▶ **RECORD EXCERPTS**:
***

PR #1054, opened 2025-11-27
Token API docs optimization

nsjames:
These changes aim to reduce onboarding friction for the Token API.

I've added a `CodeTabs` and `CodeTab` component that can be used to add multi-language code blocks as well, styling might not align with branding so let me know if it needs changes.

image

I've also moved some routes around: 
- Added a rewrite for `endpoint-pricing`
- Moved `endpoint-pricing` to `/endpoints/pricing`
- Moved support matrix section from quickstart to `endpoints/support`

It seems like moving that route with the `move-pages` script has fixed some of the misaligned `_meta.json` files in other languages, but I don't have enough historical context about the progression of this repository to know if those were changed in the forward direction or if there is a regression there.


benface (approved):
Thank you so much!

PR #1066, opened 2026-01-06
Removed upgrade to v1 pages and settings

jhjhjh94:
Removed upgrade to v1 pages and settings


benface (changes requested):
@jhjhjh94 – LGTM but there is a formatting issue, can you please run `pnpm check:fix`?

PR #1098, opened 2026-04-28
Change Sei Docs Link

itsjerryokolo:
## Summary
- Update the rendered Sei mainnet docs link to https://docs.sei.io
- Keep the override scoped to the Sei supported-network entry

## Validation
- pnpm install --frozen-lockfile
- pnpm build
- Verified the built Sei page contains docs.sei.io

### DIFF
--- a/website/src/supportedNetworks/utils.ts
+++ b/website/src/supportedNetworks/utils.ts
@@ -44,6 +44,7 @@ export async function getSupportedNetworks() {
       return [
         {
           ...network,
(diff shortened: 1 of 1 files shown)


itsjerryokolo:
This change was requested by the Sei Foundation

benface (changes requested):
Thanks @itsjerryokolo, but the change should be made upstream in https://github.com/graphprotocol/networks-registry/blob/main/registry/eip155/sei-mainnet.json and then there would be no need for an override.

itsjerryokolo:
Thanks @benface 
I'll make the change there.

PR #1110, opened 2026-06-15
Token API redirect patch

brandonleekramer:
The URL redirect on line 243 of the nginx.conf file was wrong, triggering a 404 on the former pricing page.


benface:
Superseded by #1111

***

▶ **TASK DIRECTIONS**:
Reproduce the data shown above exactly, including every line.

▶ **RESPONSE TO THIS EXERCISE**:
PR #1054, opened 2025-11-27
Token API docs optimization

nsjames:
These changes aim to reduce onboarding friction for the Token API.

I've added a `CodeTabs` and `CodeTab` component that can be used to add multi-language code blocks as well, styling might not align with branding so let me know if it needs changes.

image

I've also moved some routes around: 
- Added a rewrite for `endpoint-pricing`
- Moved `endpoint-pricing` to `/endpoints/pricing`
- Moved support matrix section from quickstart to `endpoints/support`

It seems like moving that route with the `move-pages` script has fixed some of the misaligned `_meta.json` files in other languages, but I don't have enough historical context about the progression of this repository to know if those were changed in the forward direction or if there is a regression there.


benface (approved):
Thank you so much!

PR #1066, opened 2026-01-06
Removed upgrade to v1 pages and settings

jhjhjh94:
Removed upgrade to v1 pages and settings


benface (changes requested):
@jhjhjh94 – LGTM but there is a formatting issue, can you please run `pnpm check:fix`?

PR #1098, opened 2026-04-28
Change Sei Docs Link

itsjerryokolo:
## Summary
- Update the rendered Sei mainnet docs link to https://docs.sei.io
- Keep the override scoped to the Sei supported-network entry

## Validation
- pnpm install --frozen-lockfile
- pnpm build
- Verified the built Sei page contains docs.sei.io

### DIFF
--- a/website/src/supportedNetworks/utils.ts
+++ b/website/src/supportedNetworks/utils.ts
@@ -44,6 +44,7 @@ export async function getSupportedNetworks() {
       return [
         {
           ...network,
(diff shortened: 1 of 1 files shown)


itsjerryokolo:
This change was requested by the Sei Foundation

benface (changes requested):
Thanks @itsjerryokolo, but the change should be made upstream in https://github.com/graphprotocol/networks-registry/blob/main/registry/eip155/sei-mainnet.json and then there would be no need for an override.

itsjerryokolo:
Thanks @benface 
I'll make the change there.

PR #1110, opened 2026-06-15
Token API redirect patch

brandonleekramer:
The URL redirect on line 243 of the nginx.conf file was wrong, triggering a 404 on the former pricing page.


benface:
Superseded by #1111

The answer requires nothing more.